» **Your task**
Quote exactly the lines spanning from the top of the data below to the line that contains "- The model can use shared", including both.

--- Excerpted data Enclosed Below ---

PR #194, opened 2023-06-16
Add FalconGenerator and all the needed machinery

danieldk:
## Description

This change adds support for generation using the Falcon models. The generator wrapper is FalconGenerator. Falcon uses the Refined Web Model, which is slightly different from other models that we currently have:
    
- The model can use shared key and value heads. This is implemented using the new qkv_head_sharing argument of the self attention layer along with the QkvHeadSharing enum.
- The model can use all linear layers without bias. This is accommodated by adding a new use_bias argument to the self attention layer and the pointwise feed-forward layer.
- The activation is always GELU.
    
Unfortunately, we cannot test decoding with cache, position tensors, or the causal LM against the upstream implementation, since it is broken in two ways:
    
- The upstream implementation uses the PyTorch scaled dot product attention, which creates invalid causal attention masks. When the query and key shapes differ.
- The upstream implementation does not take into account that rotary embeddings should be offset for position when using a cache. As a result, the new query and key pieces will always be treated as starting at position 0.
    
I still need to investigate the differences between the NeoX tokenizer and the Refined Web Model tokenizer. I'll address this in a future PR.

### Types of change

Feature

## Checklist

### DIFF
--- a/curated_transformers/models/attention.py
+++ b/curated_transformers/models/attention.py
@@ -73,6 +73,16 @@ def apply_causal_mask(input: Tensor) -> Tensor:
     return torch.where(causal_mask, input, blocked_value)
 
 
+class QkvHeadSharing(IntEnum):
+    """Sharing of head parameters."""
+
+    #: No parameters are shared between heads.
+    NONE = 0
+
+    #: Key shares heads, value shares heads, query has separate heads.
+    KEY_VALUE = 1
+
+
 class QkvMode(IntEnum):
     """Modes of handling the query, key and value projections
     in the self-attention layer.
@@ -180,16 +190,19 @@ class SelfAttention(Module):
         self,
         *,
         dropout_prob: float,
+        qkv_head_sharing: QkvHeadSharing,
         hidden_width: int,
         num_attention_heads: int,
         qkv_mode: QkvMode,
         rotary_embeds: Optional[RotaryEmbeddingConfig] = None,
+        use_bias: bool,
         device: Optional[torch.device] = None,
     ):
         """Construct a self-attention layer with rotary position embeddings.
 
         :param dropout_prob: Dropout to apply between the self-attention
             and output layers.
+        :param qkv_head_sharing: Head sharing in query, key and value.
         :param hidden_width: Hidden width of the layer.
         :param num_attention_heads: Number of attention heads.
         :param qkv_mode: Handling mode for query, key and value.
@@ -224,18 +237,40 @@ class SelfAttention(Module):
             dropout_prob=dropout_prob,
         )
 
+        if (
+            qkv_mode == QkvMode.MERGED_SPLIT_BEFORE
+            and qkv_head_sharing == QkvHeadSharing.KEY_VALUE
+        ):
+            raise ValueError(
+                "QkvMode.MERGED_SPLIT_BEFORE is incompatible with key/value head sharing"
+            )
+        self.head_sharing = qkv_head_sharing
+
+        # Head sharing is implemented as just having one head. We will still
+        # have multiple heads after attention, because the value has multiple
+        # heads, so attention will broadcast.
+        kv_dim = (
+            self.dims_per_head
+            if qkv_head_sharing == QkvHeadSharing.KEY_VALUE
+            else self.model_dim
+        )
         if qkv_mode == QkvMode.SEPARATE:
-            self.query = Linear(self.model_dim, self.model_dim, device=device)
-            self.key = Linear(self.model_dim, self.model_dim, device=device)
-            self.value = Linear(self.model_dim, self.model_dim, device=device)
+            self.query = Linear(
+                self.model_dim, self.model_dim, bias=use_bias, device=device
+            )
+            self.key = Linear(self.model_dim, kv_dim, bias=use_bias, device=device)
+            self.value = Linear(self.model_dim, kv_dim, bias=use_bias, device=device)
         else:
             self.input = Linear(
                 self.model_dim,
-                self.model_dim * 3,
+                self.model_dim + 2 * kv_dim,
+                bias=use_bias,
                 device=device,
             )
 
-        self.output = Linear(self.model_dim, self.model_dim, device=device)
+        self.output = Linear(
+            self.model_dim, self.model_dim, bias=use_bias, device=device
+        )
 
     def forward(
         self,
@@ -315,14 +350,17 @@ class SelfAttention(Module):
             Query, key, value
             **Shape:** (batch, head, seq_len, width_per_head)
         """
+        kv_heads = (
+            1 if self.head_sharing == QkvHeadSharing.KEY_VALUE else self.num_heads
+        )
         if self.qkv_mode == QkvMode.SEPARATE:
             query = self.query(x)
             key = self.key(x)
             value = self.value(x)
 
             query = split_heads(query, self.num_heads)
-            key = split_heads(key, self.num_heads)
-            value = split_heads(value, self.num_heads)
+            key = split_heads(key, kv_heads)
+            value = split_heads(value, kv_heads)
         elif self.qkv_mode == QkvMode.MERGED_SPLIT_BEFORE:
             proj = self.input(x)
             proj = split_heads(proj, self.num_heads)
@@ -332,15 +370,15 @@ class SelfAttention(Module):
             query, key, value = proj.split(
                 [
                     self.num_heads * self.dims_per_head,
-                    self.num_heads * self.dims_per_head,
-                    self.num_heads * self.dims_per_head,
+                    kv_heads * self.dims_per_head,
+                    kv_heads * self.dims_per_head,
                 ],
                 dim=-1,
             )
 
             query = split_heads(query, self.num_heads)
-            key = split_heads(key, self.num_heads)
-            value = split_heads(value, self.num_heads)
+            key = split_heads(key, kv_heads)
+            value = split_heads(value, kv_heads)
 
         return query, key, value
 
--- a/curated_transformers/models/attention.py
+++ b/curated_transformers/models/attention.py
@@ -80,6 +80,7 @@ class QkvHeadSharing(IntEnum):
     NONE = 0
 
     #: Key shares heads, value shares heads, query has separate heads.
+    #: See Shazeer, 2019: https://arxiv.org/abs/1911.02150
     KEY_VALUE = 1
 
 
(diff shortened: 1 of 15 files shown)


curated_transformers/models/attention.py
```diff
@@ -73,6 +73,16 @@ def apply_causal_mask(input: Tensor) -> Tensor:
     return torch.where(causal_mask, input, blocked_value)
 
 
+class QkvHeadSharing(IntEnum):
+    """Sharing of head parameters."""
+
+    #: No parameters are shared between heads.
+    NONE = 0
+
+    #: Key shares heads, value shares heads, query has separate heads.
```
shadeMe, line 82:
```suggestion
    #: Key and value share heads, query has separate heads.
```

curated_transformers/models/attention.py
```diff
@@ -224,18 +237,40 @@ def __init__(
...
+                self.model_dim, self.model_dim, bias=use_bias, device=device
+            )
+            self.key = Linear(self.model_dim, kv_dim, bias=use_bias, device=device)
+            self.value = Linear(self.model_dim, kv_dim, bias=use_bias, device=device)
         else:
             self.input = Linear(
                 self.model_dim,
-                self.model_dim * 3,
+                self.model_dim + 2 * kv_dim,
+                bias=use_bias,
```
shadeMe, line 267: Was the absence of `bias` an oversight until now or is it required for Falcon?

curated_transformers/models/feedforward.py
```diff
@@ -31,12 +31,17 @@ def __init__(
         hidden_act: str = "gelu",
         hidden_width: int = 768,
         intermediate_width: int = 3072,
+        use_bias: bool,
```
shadeMe, line 34: We don't want a default here?

curated_transformers/models/attention.py
```diff
@@ -73,6 +73,16 @@ def apply_causal_mask(input: Tensor) -> Tensor:
...
 
 
+class QkvHeadSharing(IntEnum):
+    """Sharing of head parameters."""
+
+    #: No parameters are shared between heads.
+    NONE = 0
+
+    #: Key shares heads, value shares heads, query has separate heads.
+    KEY_VALUE = 1
```
shadeMe, line 83: We could also mention [the paper](https://arxiv.org/abs/1911.02150) here.

curated_transformers/models/refined_web_model/causal_lm.py
```diff
@@ -0,0 +1,75 @@
...
+        :param config: Model configuration.
+        :param device: Device on which the module is to be initialized.
+        """
+        super().__init__()
+
+        self.decoder = RefinedWebModelDecoder(config, device=device)
+        self.output_embeddings = Linear(
+            in_features=config.layer.hidden_width,
+            out_features=config.embedding.vocab_size,
+            bias=False,
```
shadeMe, line 35: No `bias` term for the LM head (because of the layernorm that's performed on the last layer's output)?

curated_transformers/models/refined_web_model/config.py
```diff
@@ -0,0 +1,175 @@
...
+        use_bias: bool = False,
+    ):
+        """
+        :param dropout_prob: Dropout to apply after attention.
+        :param hidden_width: Hidden width of the transformer.
+        :param multi_query: Use multiple query heads and single key and
+            value heads.
+        :param num_attention_heads: Number of attention heads.
+        :param rotary_base: Base in signifying the rotary embedding period.
+        :param rotary_fraction: fraction of hidden width to apply rotary
```
shadeMe, line 34:
```suggestion
        :param rotary_fraction: Fraction of hidden width to apply rotary
```

curated_transformers/models/refined_web_model/config.py
```diff
@@ -0,0 +1,175 @@
...
+            embeddings to. Must be in [0,1].
+        :param use_bias: use bias in linear layers.
```
shadeMe, line 36:
```suggestion
        :param use_bias: Use bias in linear layers.
```

curated_transformers/models/refined_web_model/config.py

--- End of Enclosed Excerpted data ---

» **Response to the task**
PR #194, opened 2023-06-16
Add FalconGenerator and all the needed machinery

danieldk:
## Description

This change adds support for generation using the Falcon models. The generator wrapper is FalconGenerator. Falcon uses the Refined Web Model, which is slightly different from other models that we currently have:
    
- The model can use shared key and value heads. This is implemented using the new qkv_head_sharing argument of the self attention layer along with the QkvHeadSharing enum.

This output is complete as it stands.